- Exercise instructions
Set down the material exactly as given, please, from its first line through the line that includes "--- a/internal/safety/safety_bench_test.go".

- Provided data
PR #1171, opened 2021-04-12
Implement safety bench code

kevindiu:
Signed-off-by: kevindiu <kevin_diu@yahoo.com.hk>

### Description:

This PR implements safety benchmark test.
Here is the benchmark result.
```
goos: darwin
goarch: amd64
pkg: github.com/vdaas/vald/internal/safety
cpu: Intel(R) Core(TM) i7-8750H CPU @ 2.20GHz
BenchmarkRecoverFunc/fn_return_error_func-12         	134723181	         9.512 ns/op	      24 B/op	       1 allocs/op
BenchmarkRecoverWithoutPanicFunc/fn_return_error_func-12         	55744567	        19.84 ns/op	      40 B/op	       2 allocs/op
BenchmarkRecoverWithoutPanicFunc/fn_panic_runtime_error_func-12  	   38184	     30841 ns/op	   18041 B/op	     206 allocs/op
BenchmarkRecoverWithoutPanicFunc/fn_panic_string_func-12         	   38880	     31979 ns/op	   16919 B/op	     191 allocs/op
BenchmarkRecoverWithoutPanicFunc/fn_panic_error_func-12          	   36880	     33284 ns/op	   16869 B/op	     188 allocs/op
BenchmarkRecoverWithoutPanicFunc/fn_panic_int_func-12            	   36000	     36941 ns/op	   16902 B/op	     190 allocs/op
PASS
ok  	github.com/vdaas/vald/internal/safety	10.656s
```

After some try, seems the `TestMain()` in unit test will be executed before the benchmark function is executed, so I changed the `TestMain()` implementation to init `NOP` logger to avoid large amount of logging message to be printed.

Also there is a difference in `BenchmarkRecoverFunc()` and `BenchmarkRecoverWithoutPanicFunc()`.
Since `BenchmarkRecoverFunc()` will panic the runtime and it will stop the execution, the benchmark implementation of  `BenchmarkRecoverFunc()` will not execute the handler returned from the function.

### Environment:

- Go Version: 1.16
- Docker Version: 19.03.8
- Kubernetes Version: 1.18.2
- NGT Version: 1.12.3

### Types of changes:

- [ ] Bug fix [type/bug]
- [ ] Add tests [type/test]
- [ ] Update CI [type/ci]

### Changes to Core Features:

### Checklist:

### DIFF
--- a/internal/safety/safety_bench_test.go
+++ b/internal/safety/safety_bench_test.go
@@ -1,0 +1,140 @@
+package safety
+
+import (
+	"testing"
+
+	"github.com/vdaas/vald/internal/errors"
+)
+
+func BenchmarkRecoverFunc(b *testing.B) {
+	type args struct {
+		fn func() error
+	}
+	type test struct {
+		name string
+		args args
+	}
+	tests := []test{
+		{
+			name: "fn return error",
+			args: args{
+				fn: func() error {
+					return errors.New("fn err")
+				},
+			},
+		},
+	}
+	for _, test := range tests {
+		b.Run(test.name, func(b *testing.B) {
+			b.RunParallel(func(pb *testing.PB) {
+				for pb.Next() {
+					got := RecoverFunc(test.args.fn)
+					if got == nil {
+						b.Error("got is empty")
+					}
+				}
+			})
+		})
+	}
+}
+
+func BenchmarkRecoverWithoutPanicFunc(b *testing.B) {
+	type args struct {
+		fn func() error
+	}
+	type test struct {
+		name string
+		args args
+	}
+	tests := []test{
+		{
+			name: "fn return error",
+			args: args{
+				fn: func() error {
+					return errors.New("fn err")
+				},
+			},
+		},
+	}
+	for _, test := range tests {
+		b.Run(test.name, func(b *testing.B) {
+			b.RunParallel(func(pb *testing.PB) {
+				for pb.Next() {
+					got := RecoverWithoutPanicFunc(test.args.fn)
+					if got == nil {
+						b.Error("got is empty")
+					}
+				}
+			})
+		})
+	}
+}
+
+func BenchmarkRecoverWithoutPanicFunc_with_execution(b *testing.B) {
+	type args struct {
+		fn func() error
+	}
+	type test struct {
+		name string
+		args args
+	}
+	tests := []test{
+		{
+			name: "fn return error",
+			args: args{
+				fn: func() error {
+					return errors.New("fn err")
+				},
+			},
+		},
+		{
+			name: "fn panic runtime",
+			args: args{
+				fn: func() error {
+					_ = []string{}[10]
+					return nil
+				},
+			},
+		},
+		{
+			name: "fn panic string",
+			args: args{
+				fn: func() error {
+					panic("panic")
+				},
+			},
+		},
+		{
+			name: "fn panic error",
+			args: args{
+				fn: func() error {
+					panic(errors.Errorf("error"))
+				},
+			},
+		},
+		{
+			name: "fn panic int",
+			args: args{
+				fn: func() error {
+					panic(10)
+				},
+			},
+		},
+	}
+	for _, test := range tests {
+		b.Run(test.name, func(b *testing.B) {
+			b.RunParallel(func(pb *testing.PB) {
+				for pb.Next() {
+					got := RecoverWithoutPanicFunc(test.args.fn)
+					if got == nil {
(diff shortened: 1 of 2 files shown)


internal/safety/safety_bench_test.go
```diff
@@ -0,0 +1,140 @@
...
+	type args struct {
+		fn func() error
+	}
+	type test struct {
+		name string
+		args args
+	}
+	tests := []test{
+		{
+			name: "fn return error",
```
kevindiu, line 19: is it ok to name it `fn return error`?

internal/safety/safety_bench_test.go
```diff
@@ -0,0 +1,140 @@
...
+					if got == nil {
+						b.Error("got is empty")
+					}
+				}
+			})
+		})
+	}
+}
+
+func BenchmarkRecoverWithoutPanicFunc_with_execution(b *testing.B) {
```
kevindiu, line 73: is the benchmark name here ok?

internal/safety/safety_bench_test.go
hlts2: 🤔 
for example, how about `fn function that returns an error`?

internal/safety/safety_bench_test.go
```diff
@@ -0,0 +1,140 @@
...
+	type args struct {
+		fn func() error
+	}
+	type test struct {
+		name string
+		args args
+	}
+	tests := []test{
+		{
+			name: "fn return error",
```
hlts2, line 83: how about fn function that returns an error?

internal/safety/safety_bench_test.go
vankichi: `fn return error func`

internal/safety/safety_bench_test.go
vankichi: what's the meaning of `with execution`?

vankichi: we do not create such as agreement 🤔 
you should  name just `BenchmarkRecoverWithoutPanicFunc`
@hlts2 how do you think?

hlts2: > you should name just BenchmarkRecoverWithoutPanicFunc
@hlts2 how do you think?

I think it looks good to me 👍

internal/safety/safety_test.go
```diff
@@ -32,7 +32,7 @@ var goleakIgnoreOptions = []goleak.Option{
 }
 
 func TestMain(m *testing.M) {
-	log.Init()
+	log.Init(log.WithLoggerType("nop"))
```
hlts2, line 35: should we use string via const value to avoid corrections due to naming changes? 🤔 
```suggestion
	log.Init(log.WithLoggerType(logger.NOP.String()))
```

internal/safety/safety_bench_test.go
kevindiu: It conflicts with the benchmark function on line 41.

Why I named like this is because the `RecoverWithoutPanicFunc` return the function with panic handler, and this function benchmark the execution of returning function.
It is different with `BenchmarkRecoverWithoutPanicFunc` which only benchmark the `RecoverWithoutPanicFunc` function

internal/safety/safety_bench_test.go
kevindiu: @hlts2 what do you think about vankichi suggestion?

hlts2: @kevindiu 
sorry, it looks good to me 👍 
cc: @vankichi

internal/safety/safety_bench_test.go
hlts2: Got It!!
btw `BenchmarkRecoverWithoutPanicFunc` is a benchmark test that returns a function, and even if we get it, we can't get meaningful data, so how about putting it together?

hlts2: for example, It's like rewriting the contents of `BenchmarkRecoverWithoutPanicFunc` to the contents of `BenchmarkRecoverWithoutPanicFunc_with_execution`.
what do you think?

kevindiu: Sorry but I am not sure what do you mean by ` It's like rewriting the contents of BenchmarkRecoverWithoutPanicFunc to the contents of BenchmarkRecoverWithoutPanicFunc_with_execution.`

hlts2 (dismissed):
LGTM

vankichi (dismissed):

- Problem solution
PR #1171, opened 2021-04-12
Implement safety bench code

kevindiu:
Signed-off-by: kevindiu <kevin_diu@yahoo.com.hk>

### Description:

This PR implements safety benchmark test.
Here is the benchmark result.
```
goos: darwin
goarch: amd64
pkg: github.com/vdaas/vald/internal/safety
cpu: Intel(R) Core(TM) i7-8750H CPU @ 2.20GHz
BenchmarkRecoverFunc/fn_return_error_func-12         	134723181	         9.512 ns/op	      24 B/op	       1 allocs/op
BenchmarkRecoverWithoutPanicFunc/fn_return_error_func-12         	55744567	        19.84 ns/op	      40 B/op	       2 allocs/op
BenchmarkRecoverWithoutPanicFunc/fn_panic_runtime_error_func-12  	   38184	     30841 ns/op	   18041 B/op	     206 allocs/op
BenchmarkRecoverWithoutPanicFunc/fn_panic_string_func-12         	   38880	     31979 ns/op	   16919 B/op	     191 allocs/op
BenchmarkRecoverWithoutPanicFunc/fn_panic_error_func-12          	   36880	     33284 ns/op	   16869 B/op	     188 allocs/op
BenchmarkRecoverWithoutPanicFunc/fn_panic_int_func-12            	   36000	     36941 ns/op	   16902 B/op	     190 allocs/op
PASS
ok  	github.com/vdaas/vald/internal/safety	10.656s
```

After some try, seems the `TestMain()` in unit test will be executed before the benchmark function is executed, so I changed the `TestMain()` implementation to init `NOP` logger to avoid large amount of logging message to be printed.

Also there is a difference in `BenchmarkRecoverFunc()` and `BenchmarkRecoverWithoutPanicFunc()`.
Since `BenchmarkRecoverFunc()` will panic the runtime and it will stop the execution, the benchmark implementation of  `BenchmarkRecoverFunc()` will not execute the handler returned from the function.

### Environment:

- Go Version: 1.16
- Docker Version: 19.03.8
- Kubernetes Version: 1.18.2
- NGT Version: 1.12.3

### Types of changes:

- [ ] Bug fix [type/bug]
- [ ] Add tests [type/test]
- [ ] Update CI [type/ci]

### Changes to Core Features:

### Checklist:

### DIFF
--- a/internal/safety/safety_bench_test.go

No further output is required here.